Maling Kotak Amal Masjid Al Huda Trenggalek Masih Berkeliaran, Uang Rp 5 Juta Raib Terekam CCTV
faridmukarrom August 04, 2026 09:50 PM

TRIBUNMATARAMAN.COM, TRENGGALEK– Kasus pencurian kotak amal kembali terjadi di Kabupaten Trenggalek. Kali ini, pelaku menggasak uang infak di Masjid Al Huda, Dusun Kacangan, RT 27 RW 9, Desa Sumurup, Kecamatan Bendungan, Trenggalek.

Pelaku yang hingga kini masih dalam penyelidikan polisi diduga berhasil membawa kabur uang kotak amal senilai sekitar Rp 5 juta. Aksi pencurian tersebut terekam kamera CCTV masjid pada Rabu (29/7/2026) sekitar pukul 10.29 WIB.

Pembina Masjid Al Huda, Seno (55), mengatakan kejadian itu baru diketahui keesokan harinya saat dirinya hendak memasukkan uang ke kotak amal.

"Kejadiannya saya tahu hari Rabu. Paginya masukkan uang ke kotak. Ternyata kelihatan ada kejanggalan. Setelah saya buka, ternyata uangnya sudah diambil," ujar Seno usai Salat Asar berjamaah, Selasa (4/8/2026).

Mengetahui uang kotak amal hilang, Seno segera menghubungi takmir masjid untuk memeriksa rekaman CCTV. Hasil pengecekan menunjukkan seorang pria terekam melakukan aksi pencurian seorang diri.

"Nah, Kamis itu juga langsung kita lapor ke pihak kepolisian. Hari itu juga kepolisian langsung terjun ke lokasi," imbuhnya.

Pelaku Beraksi Saat Masjid Sepi

Menurut Seno, saat kejadian kondisi masjid relatif sepi. Meski demikian, tepat di depan masjid terdapat bengkel motor yang cukup ramai aktivitas.

Namun warga maupun orang-orang yang berada di sekitar lokasi tidak menaruh curiga karena masjid tersebut memang sering menjadi tempat singgah para musafir, kurir, maupun sales untuk beristirahat dan menunaikan salat.

"Iya, kondisi masjid karena jam 10.30-an siang ya sepi.
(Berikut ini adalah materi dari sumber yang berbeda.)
PR #3639, opened 2021-04-03
gdaltindex manual: explain file based list usage

neteler:
- example added for user convenience

### DIFF
--- a/gdal/doc/source/programs/gdaltindex.rst
+++ b/gdal/doc/source/programs/gdaltindex.rst
@@ -89,17 +89,17 @@ tileindex.
 Examples
 --------
 
-Produce a shapefile (``doq_index.shp``) with a record for every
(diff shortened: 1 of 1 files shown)


gdal/doc/source/programs/gdaltindex.rst
```diff
@@ -105,6 +105,12 @@ into the same output projection:
 
     gdaltindex -t_srs EPSG:4326 -src_srs_name src_srs tile_index_mixed_srs.shp *.tif
 
+- Make a tile index from files listed in a text file :
```
rouault, line 108: For formatting consistency, the 2 above paragraphs should also have a leading '- ' on their first line and have two leading extra spaces on the next lines (before the example itself)

neteler: Sure, updated accordingly.

rouault:
Thanks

Ya, tapi kalau di depannya kan ada kegiatan bengkel. Dan banyak musafir yang kadang istirahat di sini," akuinya.

Seno mengungkapkan pencurian kotak amal bukan kali pertama terjadi di Masjid Al Huda. Bahkan menurutnya, kejadian serupa sudah berlangsung hampir empat kali.

Karena itulah pengurus masjid memutuskan memasang kamera CCTV sebagai langkah antisipasi sekaligus alat bukti apabila terjadi tindak kriminal kembali.
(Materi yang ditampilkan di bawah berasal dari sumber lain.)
PR #3641, opened 2021-04-03
TileDB: do not try to identify /vsis3/ files ending with .tif

rouault:
If trying to open a /vsis3/ TIFF file without appropriate /vsis3/
credentials, it takes a few seconds to the TileDB driver to realize
t can't open it. So avoid it trying when the extension if tif.
A bit of a hack...

CC @normanb : this is more a workaround than a proper fix. There's probably something to improve on the tiledb lib side. GDAL's /vsis3/ is much faster to realize that it can't do the connection to S3.

### DIFF
--- a/gdal/frmts/tiledb/tiledbdataset.cpp
+++ b/gdal/frmts/tiledb/tiledbdataset.cpp
@@ -1171,7 +1171,8 @@ int TileDBDataset::Identify( GDALOpenInfo * poOpenInfo )
         }
 
         if( poOpenInfo->bIsDirectory ||
-                STARTS_WITH_CI( poOpenInfo->pszFilename, "/VSIS3/" ) )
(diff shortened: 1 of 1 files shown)


JeannieMay:
I'm new to using Gdal.

I get a timeout doing a gdal.Open() on a tiff file on S3 using vsis3, while trying to use an IAM role. Could this issue be the cause?

I'm using MaxRev.Gdal.Core 3.2.0.250. Netcore 3.1 c#, running in a Linux container.

Note that defining an AWS_Profile etc the Open() works ok, and that prior to opening the file, I upload using s3Client (which uses the IAM role), so it's something specific to the Gdal.Open().  Perhaps an environment variable?

using GetConfigOption() I can see that none of the following are set AWS_PROFILE; AWS_ACCESS_KEY_ID; AWS_SECRET_ACCESS_KEY; AWS_SESSION_TOKEN; AWS_NO_SIGN_REQUEST; AWS_DEFAULT_PROFILE

PR #3644, opened 2021-04-03
Drop the deprecated "::set-env" workflow commands

trundev:
This is just a cosmetic change, but I'm completely newbie here, so please excuse me if I made something wrong. 

The use of deprecated "::set-env"/"::set-path" can be dropped from the Windows build workflow. It also makes the `ACTIONS_ALLOW_UNSECURE_COMMANDS` flag unnecessary.

Notes:
- In the `shell: cmd` steps, must NOT add spaces before `>>`, or they will be included in the environment variable. See `%INCLUDE%>> %GITHUB_ENV%`
- The environment file `GITHUB_PATH`, appears not to work for multiple entries. This is why the `PATH` is still exported via `GITHUB_ENV`


rouault:
Thanks!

"Sebelumnya sudah beberapa kali. Makanya kita pasang pakai CCTV itu harapannya kalau suatu saat nanti ada yang ngambil bisa ketahuan. Kalau kejadiannya seingat saya sudah ada hampir empat kali," akuinya.

Kerugian akibat pencurian tersebut diperkirakan mencapai lebih dari Rp 5 juta. Nominal itu dihitung berdasarkan jumlah uang yang terkumpul selama kurang lebih empat bulan terakhir sejak kotak amal terakhir dibuka pada Ramadan lalu.

"Perkiraan sekitar Rp 5 juta lebih mungkin. Karena sudah 4 bulan tidak kita buka kotak amalnya," ulasnya.

Harap Pelaku Segera Ditangkap

Seno berharap pihak kepolisian dapat segera mengungkap identitas pelaku dan menangkapnya agar tidak kembali meresahkan masyarakat maupun jamaah masjid.

"Kita tunggu nanti hasilnya. Harapan kami mewakili jemaah ini, mudah-mudahan nanti pelakunya segera bisa tertangkap," katanya.

Ia juga berharap proses hukum dapat memberikan efek jera kepada pelaku apabila berhasil diamankan.

"Pelakunya ini mungkin pernah berapa kali mengambil biar nanti ada ada efek jera. Iya, agar tidak membuat resah jemaah," tutupnya.

Sementara itu, pihak Polsek Bendungan membenarkan adanya laporan pencurian kotak amal di wilayah Desa Sumurup dan saat ini masih melakukan penyelidikan.

"Benar mas di wilayah Kecamatan Bendungan ada kejadian tersebut. Kami bersama anggota masih melakukan penyelidikan," ujar salah satu narasumber internal Polsek Bendungan.